One comic, one microphone stand, one stool, four walls and a jumble of tables and chairs—this is the typical comedy club. No distractions. The focus is on that sole spot on stage and the mind at its center—a man or woman willing to be near naked on a stage and endure the insular, hierarchal, competitive business of stand-up comedy, as long as it means never having a boss or day job again.
The Dallas Comedy Festival kicked off on Tuesday night with a showcase of stand-up comedians. Rather than the traditional opener/middler/headliner triple bill of most comedy clubs, a showcase grants each performer about eight to 15 minutes to strut their stuff. It's a best-bits format, providing little insight into a comedian's skill with set structure, rhythm and pacing. On the other hand, if there's an act you don't like just wait, something new will come along next. I only fantasized about skipping out for some Uncle Uber's fries a few times.
The hit-or-miss nature of comedy showcases depends on an energetic emcee to lift the lows and channel the highs. Landon Kirksey filled the bill and provided terrific comedic asides and congenial ribbing of comedians between acts.
Justin Williams' angle was nerdy black guy with glasses, describing himself as a "militant Erkel" and "the least gangsta black guy you'll ever meet." Understandable, hailing from Kansas City. But if you closed your eyes and simply listened, too much of the set was mining the audience for cheap reactions to aggressive fantasies.
The evening's pervasive pot theme was launched by Fonzo Crow of Dallas. His boisterous homie party-boy act consisted mainly of celebrating intoxication and excoriating the dumbness of those who cross his path—interesting combo since the two are oft connected—but admitted at the end that he's just a tattooed married guy with kids.

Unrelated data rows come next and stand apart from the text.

PR #2508, opened 2025-09-09
drop nll_loss shapes forbidden by PT 2.9

t-vi:
- CI fix needed for PT nightly changing
- Thank you @Borda for pointing this out.


t-vi:
Merging this fast to fix CI.

PR #2510, opened 2025-09-09
TEv2 as default TE executor

### LINKED ISSUE #2170: Use TE v2 as default TE executor
## 🚀 Feature

Make the TE v2 executor default and replace v1.

To minimize any potential issue, the following must be closed first:

- [ ] #2027 
    - [ ] Depends on #2094  
- [ ] #2081 

Using it as default will potentially solve the following:

- [ ] #1424 
- [ ] #1050

Will update this comment as PRs get merged and issue closed.

riccardofelluga:
## What does this PR do?

Closes #2170 by renaming the current TE executor to TEv1 and replace it with TEv2

## PR review

I've tried to check for all spots where the TEv1 executor was used but keep an eye out for missing renaming.

## TODO
- [x] Run benchmarks with option transformerengine and trasnformerengine_v1
- [x] Pass all tests

### DIFF
--- a/thunder/__about__.py
+++ b/thunder/__about__.py
@@ -1,7 +1,7 @@
-__version__ = "0.2.5.dev0"
+__version__ = "0.2.6.dev0"
 __author__ = "Lightning-AI et al"
 __author_email__ = "community@lightning.ai"
-__copyright__ = f"2024 {__author__}"
+__copyright__ = f"2024, 2025 {__author__}"
 __homepage__ = "https://github.com/Lightning-AI/lightning-thunder"
 __docs__ = "Lightning Thunder project."
 


riccardofelluga:
@t-vi @lantiga for the recipes[ I've kept the v1 there,](https://github.com/Lightning-AI/lightning-thunder/pull/2510/files#diff-54e2eb80d709850f5d1c5f6f450918794f8178ded2df4349e4f1c0cf5840103f) but maybe it can be updated in a follow-up PR? (need to add also the transform to the recipe)

crcrpar (commented):
Overall looks good to me. I'be a question: would we have a depreciation plan for transformer engine executor of v1?

riccardofelluga:
> Overall looks good to me. I'be a question: would we have a depreciation plan for transformer engine executor of v1?

We don't have a plan yet, but a follow up PR might introduce some warnings when using TEv1 and we could add some quick documentation for the migration(really one page no more as all it changes is that the user needs to add the transform as an argument). 

Then maybe later another decision would be to completely replace it and remove it from the repo. However to this I don't have strong opinions about it. 

cc. for visibility @IvanYashchuk @kshitij12345

t-vi (approved):
Yay @riccardofelluga 

To my mind, we can drop v1 as soon as we switched the recipe, but your use-cases might be different.

PR #2511, opened 2025-09-10
pin transformers for quickstart

t-vi:
This pins transformers for the quickstart.

Transformers 4.56 seems to use torch.compile more aggressively and also change something in the generation in an incompatible way.


t-vi:
Merging to fix quickstart CI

Jason Salmon is a deep rural Texan gone to New York City, so rural he could boast that he had a relative eaten by an alligator. A borderline bubba maybe a bit too obsessed with his moustache, he had a great animated delivery with lots of vocal variety and a solid repertoire of funny faces.
The only female on the bill, Michele Benson seemed to be having a low-energy off night. She worked the Latino angle, focusing on boyfriend jokes. The Dallasite's sly creeper kind of humor needs more set time to develop.
Freddie Vasquez had the home crowd in his pocket, bursting onto stage and conducting his entire act in first-year Spanish—shades of Will Ferrell's Casa de mi Padre. The audience being forced to translate on the run made getting the jokes that much more rewarding. A truly fun guy.
Shane Estep, a Dallasite moved to Little Rock, has a sly and clever set that was exceedingly eclectic as he spun scenes and scenarios that didn't quite link up. But being primarily a comic writer, the wordplay was superb even if the delivery was not.
High-blood-pressure humor was on display with Jason James, whose long-tangented stories usually concluded with Tourettey verbal explosions. Loved the bit about jerk drivers with Christian Ichthys symbols on their cards: "You have just lost your Jesus fish driving privileges."
Cris Lehman of Dallas, looking every bit the stoner with the type of knit cap that belies being too unmotivated to wash one's hair, took the evening's pot references to another level. Another crowd favorite, he had an understandable fixation on fast food, but zinged with his bits on fellatio and Mr. Potato Head. It's the kind of skillfullness that gained him a recent Funniest Comic in Texas win.
Aaron Arynapur of Denton/Dallas turned in his usual solid set, mining his adjustments to married life, like wives that make you order dishes they, not you, want to eat, and honestly pondering why his craft-happy son gets to come home covered in glitter but he can not. Loved the new material stepping away from the domestic scene, like a solid four minutes of indignation on youth that didn't recognize who Paul McCartney was at the Grammys, and a gall bladder attack after a day at the State Fair that ended him up in surgery. Turns out if you lose weight people don't much care how you do it.
The final set with Paul Varghese of Dallas started slow but built steam as he went beyond ridiculing human stupidity to poke deeply at American entitlement, comparing our pallid expressions of displeasure with political leadership to countries that riot in the town square. Bad as it may be, nobody flees the U.S. for Syria or Uganda, while in other countries people accumulate "frequent flee-er miles."
◊ Stand-up continues at 8 tonight, in the second day of the Dallas Comedy Festival.